In Brief

In Brief Argentine president Alberto Fernández
Religious schools must accept ‘gender identity’, LGBT activists tell Biden

A leading LGBT activist group is calling for the Biden administration to create accreditation regulations of religious schools that would enforce acceptance of so-called transgender rights.

The pro-LGBT Human Rights Campaign (HRC) issued its list of policy priorities for the incoming Biden administration, The Daily Signal reported on December 14.

Among its priorities, the group’s Blueprint for Positive Change 2020 calls for the Education Department to update its regulations on school accreditation— including requiring religious schools to accommodate students based on their sexual orientation or gender identity.

 

Record low births the future for Italy

Italy’s national statistics institute is predicting that the country will see a significant decline in births in the years immediately following the coronavirus pandemic.

In a July report, Istat said that the climate of uncertainty and fear caused by the coronavirus may result in 10,000 fewer births in Italy in 2020 and 2021. It also predicted that if unemployment rises as expected, the birth rate could drop even further.

In 2019, births in Italy already hit a historic low since Italian unification in 1861. Across Europe, countries are facing what has been dubbed a “demographic winter.”

That year, Italy’s birth rate was 1.29 children per woman – just ahead of Malta and Spain’s rates of 1.23 and 1.26 respectively for the lowest rate in Europe.

 

Argentina lawmakers pass abortion bill amid pressure from activists

The lower house of Argentina’s legislature has passed a bill that would legalise abortion-on-demand up to 14 weeks in pregnancy, drawing dismay from pro-life groups and Catholics in the country.

The bill would permit abortions up to 14 weeks of gestation for any reason.

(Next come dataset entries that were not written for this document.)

PR #1267, opened 2025-09-30
Intro: Play dialogue at normal speed

wjt:
The dialogue in the intro is set to play at half speed. I added this way back in March when I added this dialogue #46 but there's no explanation there for why I made it half speed.
Play it at the normal speed.

Also, simplify how we wait for the fade-in to finish before starting the intro dialogue.


manuq (approved):
Nice to also use a signal for the transition waiting.

Issue #1265, opened 2025-09-30
Guard: Integrate with character behavior


manuq:
Refactor the guard, integrating the character behavior node(s).

The guard moves along a path while patrolling, so the PathWalkBehavior node can be used for that state. Also when chasing the player there is a "leave breadcrumbs" logic (registering the points walked) And returning from chasing the player, there is a "collecting breadcrumbs" logic. So maybe PathWalkBehavior can also be used when returning, by dynamically building a path using straight lines between the breadcrumb points.

PR #1268, opened 2025-09-30
Guard: Integrate with character behavior

manuq:
Resolve https://github.com/endlessm/threadbare/issues/1265


scenes/game_elements/characters/enemies/guard/components/guard.gd
```diff
@@ -437,35 +431,6 @@ func edit_patrol_path() -> void:
...
-		var debug_color: Color = Color.RED
-		var line_width: float = 5.0
-		var point_size: float = 15.
-
-		if patrol_path and patrol_path.curve:
-			var curve: Curve2D = patrol_path.curve
-			## Draw the patrol path segments
-			if curve.point_count > 1:
-				for point_idx in curve.point_count - 1:
-					draw_line(
```
wjt: I think it's good to remove this because it interacts badly with the debug option to have the guard move in the editor: the path is drawn relative to the guard's current position not original position.

wjt (commented):
I did not look at the WIP patch but the preparatory patches look good to me

manuq:
While doing this I found that the calculations of the path walk behavior were wrong for the edge cases, and for scaled or rotated paths. So I have split that into a separate pull request.

wjt:
I fixed the bug, it was easy enough and needed fixing anyway!

In any case I will close this PR - we don't need to keep including this in every new web build - but leave the branch.

PR #1289, opened 2025-10-03
pre-commit: Recognise piskel files via exclude_types

wjt:
My upstream pull request was merged:

- https://github.com/pre-commit/identify/pull/541

The maintainer chose to edit my contribution to not add the `image` tag
to piskel files:

> the `image` tag was an idea that didn't really pan out so I'm just
> going to remove it here

Of course that's their prerogative as maintainer!

Unfortunately this means that my plan from commit
e92fd6d85a60328d0767550d0149bcdee84eb858, to exclude all image files
with `exclude_types: [image]`, is not going to work. Instead we have to
add the `piskel` type explicitly to the list, and also any further
text-based image file formats that we find in future.

Add `piskel` to the exclude list. Replace the `image` type with `svg`:
`svg` is the only format with that type, and since that tag will not be
applied to any new formats, it's clearer to be explicit.

Remove the regex branches that match piskel files by name.

If you have `pre-commit` set up locally, this change will cause the hook
to fail:

    =====> Type tag 'piskel' is not recognized.  Try upgrading identify and pre-commit?

If you installed `pre-commit` with `uv tool install` you can run:

    uv tool upgrade pre-commit

### DIFF
--- a/.pre-commit-config.yaml
+++ b/.pre-commit-config.yaml
@@ -16,17 +16,15 @@ repos:
   - id: end-of-file-fixer
     exclude: |
       (?x)(
-        \.piskel$|
         ^scenes/quests/story_quests/(?!stella/|NO_EDIT/)
       )
-    exclude_types: [image]
+    exclude_types: [svg, piskel]
   - id: trailing-whitespace
     exclude: |
       (?x)(
-        \.piskel$|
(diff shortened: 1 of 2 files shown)


manuq (approved):
Thanks for the instructions for updating the pre-commit hook.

The bill now proceeds to the upper house, the Senate, where it is expected to face greater opposition.

Fulfilling a presidential campaign promise, Argentine president Alberto Fernández introduced the bill to legalise abortion into the country’s legislature November 17. Mr Fernández took office a year ago and has made abortion legalisation a focal point of his tenure as president.

Following a 20-hour debate, the country’s lower house, the Chamber of Deputies, passed the measure 131-117, with six abstentions.

 

St John Paul II: 1,700 professors respond to ‘wave of accusations’ against Polish Pope

Hundreds of professors have signed an appeal defending St John Paul II following criticism of the Polish Pope in the wake of the McCarrick Report.

The “unprecedented” appeal was signed by 1,700 professors based at Polish universities and research institutes. The signatories include Hanna Suchocka, Poland’s first female prime minister, former foreign minister Adam Daniel Rotfeld, physicists Andrzej Staruszkiewicz and Krzysztof Meissner, and film director Krzysztof Zanussi.

“An impressive long list of John Paul II’s merits and accomplishments is being challenged and erased today,” the professors said in the appeal.

“For young people, who were born after his death, the deformed, false and belittled image of the Pope could become the only one they will know.”

The professors acknowledged the importance of carefully investigating the lives of significant historical figures. But they called for “balanced reflection and honest analysis,” rather than “emotional” or “ideologically motivated” criticism.